New drugs that specifically target the mutated genes responsible for cancer growth have shown great success in extending the lives of patients. And they offer far fewer side effects than conventional anti-cancer therapies. Unfortunately, many patients become resistant to these drugs due to secondary mutations.
To overcome this problem, a group of UCLA researchers has developed a "road map" of the complex signaling processes involved in cancer that could lead to new methods for diagnosing and overcoming such drug resistance.
The problem with targeted drug therapies is that cancer is a complicated mix of multiple, interconnected events gone awry through mutations. And while scientists have learned much about these individual events, they need a better understanding of how events function together, as a system, to cause malignancies.

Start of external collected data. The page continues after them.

PR #74, opened 2018-11-06
Easy 1781

stephanHogenboom:
Fixes EASY-1781

#### When applied it will
* add the line identifier.doi.registered=no in the deposit.properties file of new deposits

DepositDir class

create new deposit and verify that the field is added to the properties file

### DIFF
--- a/src/test/scala/nl.knaw.dans.easy.deposit/DepositDirSpec.scala
+++ b/src/test/scala/nl.knaw.dans.easy.deposit/DepositDirSpec.scala
@@ -140,7 +140,8 @@ class DepositDirSpec extends TestSupportFixture with MockFactory {
 
     // preconditions
     mdFile.contentAsString shouldBe "{}"
-    oldDepositProperties should not include "identifier.doi"
+    oldDepositProperties should include("identifier.doi.registered = no")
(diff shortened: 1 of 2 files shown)


src/test/scala/nl.knaw.dans.easy.deposit/DepositDirSpec.scala
```diff
@@ -140,7 +140,8 @@ class DepositDirSpec extends TestSupportFixture with MockFactory {
 
     // preconditions
     mdFile.contentAsString shouldBe "{}"
-    oldDepositProperties should not include "identifier.doi"
+    oldDepositProperties should include("identifier.doi.registered = no")
```
rvanheest: Besides the fact that I would rather see this `depositPropertiesFile` be read as a `PropertiesConfiguration` rather than a `String` and doing `props.getString(...) shouldBe ...` (@jo-pol, I'm looking at you 😉), I am wondering what this check adds to this test. You're testing that it says `identifier.doi.registered=no`, but maybe there is a better place for this, as it seems a bit out of context in this test. Maybe @jo-pol can point you to a nice place to put this line?

PR #895, opened 2020-06-04
Improved fragment example readability

RickvdP:
Minor change but increased readability for following tutorial - the second changed line was very easy to miss.


StephenBarlow:
Thanks for the PR @RickvdP! This chapter has been updated so that codeblocks are copied and pasted in full.

PR #897, opened 2020-06-05
Initialise cache and link first to maintain consistency from previous steps

misidoro:
In order to maintain consistency from the previous steps, would be good to initialise `cache` and `link` first, before creating a new `ApolloClient`.


StephenBarlow:
Thanks for the PR @misidoro! The cache is now indeed initialized before ApolloClient (in a separate file), and the use of `link` has been removed.

PR #898, opened 2020-06-08
Comma was missing in client object

bansalsohil:


StephenBarlow:
Thanks @bansalsohil !

PR #900, opened 2020-06-15
Update GraphQL Playground Screenshots

caillou:
When going through the tutorial, it took me a moment to figure out that I had to click the docs tab, as the current screenshots suggests to click on `SCHEMA` rather than `DOCS`.


StephenBarlow:
Thanks for the PR! References to Playground have been removed from the tutorial in favor of Apollo Sandbox.

PR #907, opened 2020-06-21
Update production. md

dfrho:
Proposing, and requesting better clarity in these instructions. If I understood them I could provide the proper edit.


dfrho:
Leaving a message on Spectrum channel instead.

PR #910, opened 2020-06-22
Update client.mdx

cseas:
Corrected step reference and add a link to the exact section being referred


StephenBarlow:
Thanks for the PR! The link to the relevant previous step is updated as of #962.

PR #912, opened 2020-06-22
Fix anchor names that error

StephenBarlow:


StephenBarlow:
This error is being caused by an upstream dependency of Gatsby that should be resolved in its next release.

"What we need is a big picture perspective," said Thomas Graeber, a professor of molecular and medical pharmacology and a researcher at UCLA's Crump Institute for Molecular Imaging, Jonsson Comprehensive Cancer Center and California NanoSystems Institute. In particular, he noted that there needs to be an understanding of the complex network of events in order to design new anti-cancer therapies that would simultaneously target the primary mutation while preventing the development of secondary, resistance-conferring mutations.
The future of molecular therapies, researchers say, relies on targeting multiple events simultaneously, making it exponentially more difficult for tumor cells to develop the mutations required to escape the effect of drug therapy. This is somewhat analogous to anti-HIV drug cocktail therapies that target the inhibition of multiple viral-replication steps.
In a study published March 29 in the journal "Science Signaling," Graeber and his team presented their use of proteomic experiments and mathematical analyses to build a systemwide view of how signaling mutations cause leukemia and to identify points of susceptibility that can be targeted by cocktail therapies to prevent drug resistance.
In their work, the UCLA team used technologies that concurrently measure hundreds of signaling events within cancer cells. This is done to try to learn more about how these events interconnect to determine how to target the cancer cells. These new approaches for sorting out the complexities of cancer cells involve building a wiring diagram of the interconnections, or "crosstalk," in cancer cells that will help scientists overcome drug resistances. Graeber likens this work to that of creating a better road map by identifying the bypass routes used by cancer cells to escape the inhibition caused by the drugs.
"We have the tourist information, but we need to discover the insider knowledge of the taxi driver to know how the cell gets around traffic jams rather than getting stuck in the traffic jam," he said.